Mata Lica diselubungi oleh lapisan bening, ia menggenggam erat lengan Dave yang melingkar di bahunya. Air liur makhluk tersebut menetes yang menimbulkan gejolak tak enak di perut Lica. Beberapa menit berlalu begitu saja, dengan keheningan yang mencekam. Makhluk-makhluk itu masih belum beranjak dari tempatnya.

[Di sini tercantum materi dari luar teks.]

PR #806, opened 2020-10-14
Creates `IssuedCurrencyClient::getGatewayBalances`

amiecorso:
This PR implements the `gateway_balances` JSON RPC as the `getGatewayBalances` API in the SDK `IssuedCurrencyClient`.
The returned object is a `GatewayBalances`... a natively implemented typescript class that mimics the JSON response from the underlying API.  Open to better suggestions around how to present this information.

### Context of Change
IOU effort

### Type of Change

## Before / After
IssuedCurrencyClient now has `getGatewayBalances` API

## Test Plan
New unit and integration tests written, CI

## Future Tasks

Expose publicly


src/XRP/shared/gateway-balances.ts
```diff
@@ -0,0 +1,80 @@
...
+import { XrpError, XrpErrorType } from '.'
+import {
+  GatewayBalancesResponse,
+  CurrencyValuePair,
+} from './rippled-json-rpc-schema'
+
+/**
+ * Represents an amount of an Issued Currency.
+ */
+export class IssuedCurrencyValue {
```
mvadari, line 11: Don't you want the issuer to be stored here as well?

src/XRP/network-clients/json-rpc-network-client.ts
```diff
@@ -81,4 +83,34 @@ export default class JsonRpcNetworkClient {
...
+  public async getGatewayBalances(
+    account: string,
+    hotwallet?: string | Array<string>,
+  ): Promise<GatewayBalancesResponse> {
+    const gatewayBalancesRequest = {
+      method: 'gateway_balances',
+      params: [
+        {
+          account: account,
+          hotwallet: hotwallet,
```
mvadari, line 104: I believe this can also be written as just `hotwallet,`

mvadari (commented):
A few minor comments, I also think you need a little better coverage on the diff

src/XRP/issued-currency-client.ts
```diff
@@ -94,6 +106,67 @@ export default class IssuedCurrencyClient {
...
+   *
+   * @param account The account for which to retrieve balance information, encoded as an X-Address.
+   * @param hotwallet (Optional) An operational address to exclude from the balances issued, or an array of such addresses,
+   *                   encoded as X-Addresses.
+   * @see https://xrpaddress.info/
+   * @returns A GatewayBalances object containing information about an account's balances.
+   */
+  public async getGatewayBalances(
+    account: string,
+    hotwallet?: string | Array<string>,
```
tedkalaw, line 122: quick q - why an array? is this a common pattern that we expect? 

`hotwallet` is a SUPER opinionated term, which isn't bad, but...will need to think more about this. could this be `exclude`?

src/XRP/issued-currency-client.ts
```diff
@@ -94,6 +106,67 @@ export default class IssuedCurrencyClient {
...
+    // TODO: verify address format of hotwallet (and add test)
+    const gatewayBalancesResponse: GatewayBalancesResponse = await this.jsonNetworkClient.getGatewayBalances(
+      classicAddress.address,
+      hotwalletArray,
+    )
+
+    if (gatewayBalancesResponse.result.error) {
+      if (gatewayBalancesResponse.result.error == 'actNotFound') {
+        throw XrpError.accountNotFound
+      } else if (gatewayBalancesResponse.result.error == 'invalidHotwallet') {
```
tedkalaw, line 158: might be worth making an enum for these. is there a well-defined set of errors for gateway balances responses, or is it just a coincidence that `actNotFound` appears both here and in `getTrustLines`?

src/XRP/issued-currency-client.ts
```diff
@@ -94,6 +106,67 @@ export default class IssuedCurrencyClient {
...
+        }
+      }
+    }
+    // TODO: verify address format of hotwallet (and add test)
+    const gatewayBalancesResponse: GatewayBalancesResponse = await this.jsonNetworkClient.getGatewayBalances(
+      classicAddress.address,
+      hotwalletArray,
+    )
+
+    if (gatewayBalancesResponse.result.error) {
```
tedkalaw, line 155: i think this would be easier to reason about if you inverted it and returned early, ie

```
if (!gatewayBalancesResponse.result.error) {
  return new GatewayBalances(gatewayBalancesResponse)
}
```

src/XRP/issued-currency-client.ts
tedkalaw: if you returned early above, you could convert this into a switch and do

```
switch (gatewayBalancesResponse.result.error) {
  case 'actNotFound':
    throw the error
  case 'invalidHotWallet'
    throw the error
  default:
    throw unknown error
}
```

src/XRP/network-clients/json-rpc-network-client.ts
tedkalaw: yee, and `account` as `account`

https://alligator.io/js/object-property-shorthand-es6/

src/XRP/shared/gateway-balances.ts
```diff
@@ -0,0 +1,80 @@
...
+  readonly currency: string
+
+  readonly value: string
+
+  public constructor(currencyValuePair: CurrencyValuePair) {
+    this.currency = currencyValuePair.currency
+    this.value = currencyValuePair.value
+  }
+}
```
tedkalaw, line 20: do you expect this class to ever be more than a bag of values?

if not, imo you should just do

```
interface IssuedCurrencyValue {
  readonly currency: string
  readonly value: string
}

export function issuedCurrencyValueFromPair({currency, value}) {
  return {
    currency,
    value
  }
}
```

src/XRP/shared/gateway-balances.ts
```diff
@@ -0,0 +1,80 @@
...
+
+/**
+ * Represents information about a gateway's issued currency balances on the XRPL, as of the most recent validated ledger version.
+ * @see https://xrpl.org/gateway_balances.html
+ */
+export default class GatewayBalances {
```
tedkalaw, line 26: same q for this guy - if you don't expect it to ever "do" anything, i think it's better to use an `interface`

since TS is a structural type system, creating a `class` implies that you have aspirations for the object to "do" stuff (a la OOP). if you instead make it an `interface` and construct it using a function (like `createGatewayBalance` or `initGatewayBalance` or whatever), it's super clear that this thing, particularly with readonly properties, represents a collection of data but isn't an actor itself

tedkalaw (commented):
good stuff with the fakes. some thoughts inline

src/XRP/shared/gateway-balances.ts
amiecorso: Nope... this type appears in the `gateway_balances` response where the issuer is always understood to be the account provided in the `gateway_balances` query, so it's different from the protobuf that represents issued currencies.

src/XRP/network-clients/json-rpc-network-client.ts
amiecorso: someday this'll sink in

src/XRP/issued-currency-client.ts
```diff
@@ -81,8 +85,16 @@ export default class IssuedCurrencyClient {
     )
 
     if (accountLinesResponse.result.error) {
-      throw XrpError.accountNotFound
+      if (accountLinesResponse.result.error === 'actNotFound') {
```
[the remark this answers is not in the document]
amiecorso: good idea - it's actually used in two places, and there's also the `invalidHotwallet` that you note below.  I made a class for these with static attributes to represent the error messages.  To answer your question below - these aren't exactly standard... there are a few error messages that apparently are standard, and then a list of what the various messages might be documented for each API, and it seems there's a lot of consistency.  I think it's reasonable to just add these as constants on a case-by-case basis... this might be the last time we implement something like this for JSON RPC at least, but we might have to revisit this if we do a big refactor off of gRPC

src/XRP/issued-currency-client.ts
amiecorso: The array is simply how the JSON RPC handles it, because there may be several addresses that you want to exclude from your notion of balances.  I think you're right though that hotwallet is very opinionated and not even that clear.  I went ahead and renamed this to `addressesToExclude` - a bit more cumbersome but certainly more clear.

src/XRP/issued-currency-client.ts
amiecorso: went for the switch case

src/XRP/issued-currency-client.ts
amiecorso: agreed, swapped

src/XRP/shared/gateway-balances.ts
amiecorso: sweet yeah way better, and I didn't even need the constructor because this is just adding typing to JSON objects that already exist - no transformations even happening

src/XRP/shared/gateway-balances.ts
amiecorso: dope went interfacey here too

src/XRP/issued-currency-client.ts
```diff
@@ -126,6 +136,71 @@ export default class IssuedCurrencyClient {
...
+      } else {
+        for (const address of accountsToExclude) {
+          const excludeClassicAddress = XrpUtils.decodeXAddress(address)
+          if (!excludeClassicAddress) {
+            throw XrpError.xAddressRequired
+          }
+          addressesToExcludeArray.push(excludeClassicAddress.address)
+        }
+      }
+    }
```
tedkalaw, line 178: if `accountsToExclude` is always an array, then this can all turn into

```
accountsToExclude.forEach((account) => {
  const excludeClassicAddress = XrpUtils.decodeXAddress(accountToExclude)
  if (!excludeClassicAddress) {
    throw XrpError.xAddressRequired
  }
}
```

src/XRP/network-clients/json-rpc-network-client.ts
```diff
@@ -85,4 +87,34 @@ export default class JsonRpcNetworkClient
...
+   * Submits a gateway_balances request to the rippled JSON RPC.
+   * @see https://xrpl.org/gateway_balances.html
+   *
+   * @param account The XRPL account for which to retrieve balances.
+   * @param addressesToExclude (Optional) An operational address to exclude from the balances issued, or an array of such addresses.
+   * @see https://xrpl.org/issuing-and-operational-addresses.html
+   */
+  public async getGatewayBalances(
+    account: string,
+    addressesToExclude?: string | Array<string>,
```
tedkalaw, line 101: as above, can this just always be an array? it seems like it would simplify a lot of stuff

src/XRP/shared/gateway-balances.ts
```diff
@@ -0,0 +1,76 @@
...
+  readonly obligations?: { [currencyCode: string]: string }
+
+  /** (May be omitted) The ledger index of the ledger version that was used to generate this response. */
+  readonly ledgerHash?: string | undefined
+}
+
+export function gatewayBalancesFromResponse(
+  gatewayBalancesResponse: GatewayBalancesResponse,
+): GatewayBalances {
+  if (gatewayBalancesResponse.result.validated === false) {
```
tedkalaw, line 48: it's pretty idiomatic to just do 
```
if (!gatewayBalancesResponse.result.validated)
```

for bools

tedkalaw, line 48: we don't actually seem to care about the `gatewayBalancesResponse` object once we get into this function - what if we just did

`const {result} = gatewayBalancesResponse`

? then you don't have to keep typing `gatewayBalancesResponse` every time

src/XRP/shared/rippled-error-messages.ts
```diff
@@ -0,0 +1,7 @@
+/**
+ * A class for creating constants that represent possible error messages received from the rippled JSON RPC.
+ */
+export default class RippledErrorMessages {
+  static accountNotFound = 'actNotFound'
+  static invalidExcludedAddress = 'invalidHotwallet'
```
tedkalaw, line 6: this seems ok but i think it would be fine also to have an enum for these

tedkalaw, line 6: is this right? i would think it should be `invalidHotWallet` but i never know the casing with rippled

src/XRP/shared/rippled-json-rpc-schema.ts
```diff
@@ -18,19 +18,24 @@ interface AccountLinesResponse {
...
+  result: {
+    error?: string
+    account?: string
+    assets?: { [account: string]: CurrencyValuePair[] }
+    balances?: { [account: string]: CurrencyValuePair[] }
+    ledger_hash?: string
+    ledger_index?: number
+    obligations?: { [currencyCode: string]: string }
+    status: string
+    validated?: boolean
```
tedkalaw, line 36: lol this is an intense type. is there some mutual exclusion between these types? ie, is it really the case that there can be between 1 and 9 different keys? or will some of these appear when a request is successful and not show up when a request is not successful?

test/XRP/protos-models-flags-utils/gateway-balances.test.ts
```diff
@@ -0,0 +1,257 @@
...
+        assets: {
+          r9F6wk8HkXrgYWoJ7fsv4VrUBVoqDVtzkH: [
+            {
+              currency: 'BTC',
+              value: '5444166510000000e-26',
+            },
+            {
+              currency: 'EUR',
+              value: '7000000000000000e-26',
+            },
```
tedkalaw, line 25: this fake looks pretty similar to the one in the next test - can we make a base object that has the required fields and compose more complicated fakes? it's hard to tell at a glance what's missing and what's not

src/XRP/shared/gateway-balances.ts
```diff
@@ -0,0 +1,76 @@
...
+   */
+  readonly balances?: { [account: string]: IssuedCurrencyValue[] }
+
+  /**
+   * (Optional, omitted if empty) Total amounts issued to addresses not excluded, as a map of currencies to the total value issued.
+   */
+  readonly obligations?: { [currencyCode: string]: string }
+
+  /** (May be omitted) The ledger index of the ledger version that was used to generate this response. */
+  readonly ledgerHash?: string | undefined
```
mvadari, line 42: This doesn't need `undefined` since it has the `?`

src/XRP/issued-currency-client.ts
```diff
@@ -126,6 +136,71 @@ export default class IssuedCurrencyClient {
...
+    const gatewayBalancesResponse: GatewayBalancesResponse = await this.jsonNetworkClient.getGatewayBalances(
+      classicAddress.address,
+      addressesToExcludeArray,
+    )
+
+    if (!gatewayBalancesResponse.result.error) {
+      return gatewayBalancesFromResponse(gatewayBalancesResponse)
+    } else {
```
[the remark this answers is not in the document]
amiecorso: oh right

src/XRP/issued-currency-client.ts
```diff
@@ -126,6 +136,71 @@ export default class IssuedCurrencyClient {
...
+   *
+   * @param account The account for which to retrieve balance information, encoded as an X-Address.
+   * @param accountsToExclude (Optional) An operational address to exclude from the balances issued, or an array of such addresses,
+   *                   encoded as X-Addresses.
+   * @see https://xrpaddress.info/
+   * @returns A GatewayBalances object containing information about an account's balances.
+   */
+  public async getGatewayBalances(
+    account: string,
+    accountsToExclude?: string | Array<string>,
```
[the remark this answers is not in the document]
amiecorso: i agree

src/XRP/issued-currency-client.ts
amiecorso: So I can get rid of the check for that ugly check for a string type, but in this case I actually still have to create the array of classic addresses because this is going directly into a JSON request (as opposed to being serialized and signed) so it can't actually take X-addresses.  I'll name it a bit better

src/XRP/network-clients/json-rpc-network-client.ts
amiecorso: yar

src/XRP/shared/gateway-balances.ts
amiecorso: duh i'm such a newb

amiecorso: although I guess my subconscious rationale wanted to make it more clear that this IS a bool since we're always checking all sorts of truthy and falsey things in JS, but I will definitely change this

amiecorso: yes

src/XRP/shared/rippled-error-messages.ts
amiecorso: ah gotcha didn't think typescript supported string literal enums but it does

amiecorso: nice catch, it is indeed that

src/XRP/shared/gateway-balances.ts
amiecorso: oh right, ty

test/XRP/protos-models-flags-utils/gateway-balances.test.ts
amiecorso: that's a great idea

amiecorso:
lol somehow my poor diff coverage magically resolved itself when I responded to all of these review comments...

src/XRP/issued-currency-client.ts
```diff
@@ -126,6 +132,58 @@ export default class IssuedCurrencyClient {
...
+
+    // check excludable addresses for X-Address format
+    const classicAddressesToExclude: Array<string> = []
+    accountsToExclude.map((xAddress) => {
+      const excludeClassicAddress = XrpUtils.decodeXAddress(xAddress)
+      if (!excludeClassicAddress) {
+        throw XrpError.xAddressRequired
+      }
+      classicAddressesToExclude.push(excludeClassicAddress.address)
+    })
```
tedkalaw, line 163: you can just do

```
const classicAddressesToExclude = accountsToExclude.map(() => {
  // code code code
})
```

`map` returns an `Array` already

src/XRP/shared/rippled-json-rpc-schema.ts
tedkalaw: got it, how about

```
BaseGatewayBalancesResult {
  status: string
}

interface GatewayBalancesErrorResult extends BaseGatewayBalancesResult {
  error: string
}

interface GatewayBalancesSuccessResult extends BaseGatewayBalancesResult {
  account: string
  // a whole lotta optional fields
}

interface GatewayBalancesResponse {
  result: GatewayBalancesSuccessResult | GatewayBalancesErrorResult
}
```

interestingly, this will make it so that typescript is able to differentiate between a `GatewayBalancesErrorResult` and a `GatewayBalancesSuccessResult` by checking if `error` is there. nice.

test/XRP/issued-currency-client.test.ts
```diff
@@ -369,6 +372,112 @@ describe('Issued Currency Client', function (): void {
...
+      fakeSucceedingGrpcClient,
+      fakeErroringJsonClient,
+      XrplNetwork.Test,
+    )
+    // WHEN getGatewayBalances is called THEN an error is propagated.
+    issuedCurrencyClient.getGatewayBalances(testAddress).catch((error) => {
+      assert.typeOf(error, 'Error')
+      assert.equal(error, XrpError.accountNotFound)
+      done()
+    })
```
tedkalaw, line 478: can we try/catch this?

test/XRP/issued-currency-client.test.ts
```diff
@@ -369,6 +372,112 @@ describe('Issued Currency Client', function (): void {
...
+    // WHEN getGatewayBalances is called with classic addresses to exclude (no X-address) THEN an error is propagated.
+    const classicAddress1 = 'rhhh49pFH96roGyuC4E5P4CHaNjS1k8gzM'
+    const classicAddress2 = 'r4DymtkgUAh2wqRxVfdd3Xtswzim6eC6c5'
+    issuedCurrencyClient
+      .getGatewayBalances(testAddress, [classicAddress1, classicAddress2])
+      .catch((error) => {
+        assert.typeOf(error, 'Error')
+        assert.equal(error, XrpError.xAddressRequired)
+        done()
+      })
```
tedkalaw, line 450: same hurr. there are others in this test but didn't wanna spam you

test/XRP/issued-currency-client-integration.test.ts
```diff
@@ -240,6 +238,44 @@ describe('IssuedCurrencyClient Integration Tests', function (): void {
...
+    this.timeout(timeoutMs)
+    // GIVEN a valid address that doesn't actually exist on the ledger
+    const walletFactory = new WalletFactory(XrplNetwork.Test)
+    const address = (await walletFactory.generateRandomWallet())!.wallet.getAddress()
+
+    // WHEN getGatewayBalances is called for that address THEN an error is propagated.
+    issuedCurrencyClient.getGatewayBalances(address).catch((error) => {
+      assert.typeOf(error, 'Error')
+      assert.equal(error, XrpError.accountNotFound)
+    })
```
tedkalaw, line 257: rtry/catch? does `assertThrows` work here too? i forgot that was a thing and saw it in another test in this file

test/XRP/fakes/fake-json-network-client.ts
```diff
@@ -34,6 +37,9 @@ export class FakeJsonNetworkClientResponses {
     public readonly getAccountLinesResponse: Result<
       AccountLinesResponse
     > = FakeJsonNetworkClientResponses.defaultGetAccountLinesResponse(),
+    public readonly getGatewayBalancesReponse: Result<
```
tedkalaw, line 40: `getGatewayBalancesResponse`

tedkalaw (approved):
seems cool, left a couple thoughts inline

src/XRP/issued-currency-client.ts
amiecorso: thanks for teaching me javascript ted

test/XRP/issued-currency-client.test.ts
amiecorso: yerp, applied to all

test/XRP/issued-currency-client-integration.test.ts
amiecorso: I think assertThrows would also work but then doesn't give us the granularity of checking that the error types are the same?

test/XRP/fakes/fake-json-network-client.ts
amiecorso: excellent catch

amiecorso:
thanks for the approval - will wait to merge until we can circle back on the typing headache

test/XRP/issued-currency-client-integration.test.ts
```diff
@@ -240,6 +238,44 @@ describe('IssuedCurrencyClient Integration Tests', function (): void {
...
+  // which will also avoid the need for maintenance after a testnet reset.
+
+  // TODO: Implement an integration test for an account with balances/assets/obligations once functionality exists for first creating things.
+  it('getGatewayBalances - account not found', async function (): Promise<
+    void
+  > {
+    this.timeout(timeoutMs)
+    // GIVEN a valid address that doesn't actually exist on the ledger
+    const walletFactory = new WalletFactory(XrplNetwork.Test)
+    const address = (await walletFactory.generateRandomWallet())!.wallet.getAddress()
```
mvadari, line 251: Is this necessary when there's a wallet generated in `beforeEach`?

test/XRP/issued-currency-client-integration.test.ts
```diff
@@ -240,6 +238,44 @@ describe('IssuedCurrencyClient Integration Tests', function (): void {
...
+      assert.equal(error, XrpError.accountNotFound)
+    })
+  })
+
+  it('getGatewayBalances - account with no issued currencies', async function (): Promise<
+    void
+  > {
+    // GIVEN a valid, funded address that has not issued any currencies
+    const wallet = await XRPTestUtils.randomWalletFromFaucet()
+    const address = wallet.getAddress()
```
mvadari, line 265: same as above

mvadari (approved):

test/XRP/issued-currency-client-integration.test.ts
amiecorso: so this one actually is because I want a valid address that is NOT a faucet wallet, (because a faucet wallet actually does exist on the ledger -- it has been funded).  Luckily, this makes no network calls and is fast.

test/XRP/issued-currency-client-integration.test.ts
amiecorso: The reason I did this here is because I imagine other integration tests *might* create trustlines using the wallet generated in the `before` (which is what we're working with rn, as opposed to a `beforeEach`) and I didn't want the *order* of tests to matter.  this will be re-evaluated in the context of all the integration tests when we take care of the outstanding Asana task to do a deep dive.

PR #814, opened 2020-10-16
Creates `XrpClient::sendXrp` (which returns a `TransactionResult`) and Deprecates `XrpClient::send`

amiecorso:
As best described [here](https://app.asana.com/0/1188384810103401/1198302721476927/f), the original `send` method on the `XrpClient` only returns a transaction hash.  The hash is returned when the outcome of the transaction is final (i.e. either the transaction was included in a validated ledger, was malformed to begin with, or has not yet been included AND its `lastLedgerSequence` field expired (surpassed by most recent validated ledger index)) - however, simply returning a hash makes it unclear which of these outcomes occurred.  Originally, it was intended that a user use `getPaymentStatus` on the resultant transaction hash to query the outcome of the transaction, however even this only returned either `TransactionStatus.Pending` (<-- an inaccurate and misleading status) or `TransactionStatus.Succeeded` / `TransactionStatus.Failed`.  It is unclear whether the transaction is on a validated ledger, and unclear why or why not.

Other transaction-sending methods use a `TransactionResult` object, which returns information about the transaction's status, inclusion or exclusion from a validated ledger, and whether or not this result is final.

This PR creates a new method: `XrpClient::sendXrp` (identical to `XrpClient::send` apart from the return value, which is a `TransactionResult` and it deprecates `XrpClient::send`, which will be removed from the SDK after two release cycles.

The renamed method is also important now that IOU work is poised to establish a `sendIssuance` or something along those lines (send no longer refers only to XRP).

### Type of Change

## Before / After
`sendXrp` exists and returns an informative `TransactionResult`.  `send` is deprecated.

## Test Plan
Existing tests have been refactored to test the new method.  At the top level, `send` now simply wraps a call to `sendXrp`.

### DIFF
--- a/src/XRP/default-xrp-client.ts
+++ b/src/XRP/default-xrp-client.ts
@@ -134,17 +134,17 @@ export default class DefaultXrpClient implements XrpClientDecorator {
   /**
    * Send the given amount of XRP from the source wallet to the destination address.
    *
-   * @param amount A `BigInteger`, number or numeric string representing the number of drops to send.
+   * @param amount A `BigInteger`, number or numeric string representing the number of drops of XRP to send.
    * @param destinationAddress A destination address to send the drops to.
    * @param sender The wallet that XRP will be sent from and which will sign the request.
-   * @returns A promise which resolves to a string representing the hash of the submitted transaction.
+   * @returns A promise which resolves to a TransactionResult representing the pending outcome of the submitted transaction.
    */
-  public async send(
+  public async sendXrp(
     amount: BigInteger | number | string,
     destinationAddress: string,
     sender: Wallet,
-  ): Promise<string> {
-    return this.sendWithDetails({
+  ): Promise<TransactionResult> {
+    return await this.sendXrpWithDetails({
       amount,
       destination: destinationAddress,
       sender,
@@ -156,11 +156,11 @@ export default class DefaultXrpClient implements XrpClientDecorator {
    * for additional details to be specified for use with supplementary features of the XRP ledger.
    *
    * @param sendXrpDetails - a wrapper object containing details for constructing a transaction.
-   * @returns A promise which resolves to a string representing the hash of the submitted transaction.
+   * @returns A promise which resolves to a TransactionResult representing the pending outcome of the submitted transaction.
    */
-  public async sendWithDetails(
+  public async sendXrpWithDetails(
     sendXrpDetails: SendXrpDetails,
-  ): Promise<string> {
+  ): Promise<TransactionResult> {
     const {
       amount: drops,
       sender,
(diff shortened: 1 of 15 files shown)


src/XRP/default-xrp-client.ts
```diff
@@ -156,11 +156,11 @@ export default class DefaultXrpClient implements XrpClientDecorator {
...
    *
    * @param sendXrpDetails - a wrapper object containing details for constructing a transaction.
-   * @returns A promise which resolves to a string representing the hash of the submitted transaction.
+   * @returns A promise which resolves to a TransactionResult representing the pending outcome of the submitted transaction.
    */
-  public async sendWithDetails(
+  public async sendXrpWithDetails(
     sendXrpDetails: SendXrpDetails,
-  ): Promise<string> {
+  ): Promise<TransactionResult> {
```
amiecorso, line 163: So here in `DefaultXrpClient` I had a decision to make... Currently, `DefaultXrpClient` implements `XrpClientDecorator`, which means that the return value of this method has to be the same as the return value in `ReliableSubmissionXrpClient` AKA a `TransactionResult`.  However, at this point in the process, all we actually need is the transaction hash... the other result values like the status and validated/unvalidated don't matter yet because it's for sure pending...  So what I COULD do is restore this to the original string return and then have `DefaultXrpClient` not implement `XrpClientDecorator` (because it's not actually a decorator... it doesn't decorate anything).  Or I can just leave it like this, I'm not sure it really matters.

mvadari (approved):

src/XRP/default-xrp-client.ts
tedkalaw: i think it's fine to use `TransacitonResult`. i like the more consistent interface...when i tried to use send it felt strange to me that it returned a string instead of `TransactionResult`

src/XRP/default-xrp-client.ts
```diff
@@ -219,7 +219,15 @@ export default class DefaultXrpClient implements XrpClientDecorator {
         .forEach((memo) => transaction.addMemos(memo))
     }
 
-    return this.coreXrplClient.signAndSubmitTransaction(transaction, sender)
+    const transactionHash = await this.coreXrplClient.signAndSubmitTransaction(
+      transaction,
+      sender,
+    )
+    return TransactionResult.getPendingTransactionResult(
```
tedkalaw, line 226: this is a random thought, but now that i'm seeing this, i think this function should be called `createPendingTransactionResult` - i thought get was doing some computation or something

tedkalaw (approved):
cool, this is great! thanks for doing this, i found it super confusing that `send` and `sendWithDetails` returned a string instead of a `transactionResult` lol

src/XRP/default-xrp-client.ts
amiecorso: I totally agree with that - I renamed this and also its counterpart `getFinalTransactionResult` to start with `create`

Namun sedetik kemudian, sorot mata Lica tertangkap oleh salah satu dari makhluk itu. Suara geraman terdengar jelas. Bulu kuduk LIca berdiri dan seketika tubuh Lica menegang. Dave yang merasakan gelagat aneh dari Lica, akhirnya ikut melihat ke mana arah pandang Lica. Dan Dave tahu jelas, apa sebabnya. Makhluk itu berjalan perlahan mendekat ke arah semak-semak. Dengan kuku-kuku panjangnya mengarah tepat ke semak-semak di hadapannya. Dan…

SREEKKK!!!

“LIca!!” LIca tersentak dari lamunannya, ia mengalihkan pandangannya dari gelapnya hutan yang terlihat dari jendela besar di hadapannya menjadi ke arah meja kayu di sudut ruangan ini. Bukan, bukan meja kayu yang menjadi perhatiannya, namun seorang pria yang berada di belakangnya.

Lica memutar matanya, kesal. “Dave, bisa tidak sekali saja tidak mengagetkanku?” ucap Lica.
Dave terkekeh, “Maaf, maaf, coba kamu lihat isi buku ini Lica.” tutur Dave seraya menyodorkan sebuah buku ke arah Lica.

Lica mengambilnya dan melihat isi dari buku itu. Buku itu berisi berbagai macam pembahasan tentang Blue Ocean Cannibals atau yang biasa dikenal dengan virus BOC. Ini bukan sembarang virus. Virus ini bisa mengubah manusia menjadi makhluk kanibal yang menjijikkan. Dan virus ini bersifat menular. Hanya terkena satu gigitan saja, sudah bisa mengubah manusia normal menjadi manusia kanibal.

Jika korban yang telah terkena gigitan dan berhasil menjauh dari pemangsanya, ia akan berada di masa transformasi yang akan mengubahnya menjadi sama seperti mereka. Transformasi itu terjadi selama 10 hari. Berawal dari timbulnya titik-titik biru di kornea mata, punggung yang semakin membungkuk dan kuku yang pertumbuhannya menjadi lebih cepat dari biasanya.

Semua itu bisa dihentikan dengan cara menyuntikkan sebuah serum tepat di bagian yang terkena gigitan. Serum itu akan menyebar dan perlahan membunuh virus yang telah lebih dulu menyebar di dalam tubuh korban. Dan membuat korban kembali menjadi manusia normal.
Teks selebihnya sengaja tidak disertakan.